Task to complete: Your response should reproduce every line of the entries that contains the word "opened".

Material supplied:
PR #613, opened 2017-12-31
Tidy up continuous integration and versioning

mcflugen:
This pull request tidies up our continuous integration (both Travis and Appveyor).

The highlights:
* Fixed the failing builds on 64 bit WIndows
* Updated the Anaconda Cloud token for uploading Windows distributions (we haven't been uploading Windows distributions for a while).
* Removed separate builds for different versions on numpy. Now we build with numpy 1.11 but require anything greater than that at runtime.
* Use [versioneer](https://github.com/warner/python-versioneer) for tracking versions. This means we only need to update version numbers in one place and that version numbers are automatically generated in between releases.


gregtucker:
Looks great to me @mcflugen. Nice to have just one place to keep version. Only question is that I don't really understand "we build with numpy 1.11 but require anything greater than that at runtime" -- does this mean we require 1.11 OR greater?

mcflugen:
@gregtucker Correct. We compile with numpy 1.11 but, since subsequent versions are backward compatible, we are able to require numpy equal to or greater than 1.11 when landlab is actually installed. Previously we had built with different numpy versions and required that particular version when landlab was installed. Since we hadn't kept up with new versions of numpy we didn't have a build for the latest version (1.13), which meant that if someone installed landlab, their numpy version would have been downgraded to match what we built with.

---

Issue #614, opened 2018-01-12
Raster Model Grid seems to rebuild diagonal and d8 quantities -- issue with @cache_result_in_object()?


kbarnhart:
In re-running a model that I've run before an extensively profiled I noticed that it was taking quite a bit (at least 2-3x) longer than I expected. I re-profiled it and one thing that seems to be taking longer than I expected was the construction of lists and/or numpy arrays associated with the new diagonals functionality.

Expected answer:
PR #613, opened 2017-12-31
Issue #614, opened 2018-01-12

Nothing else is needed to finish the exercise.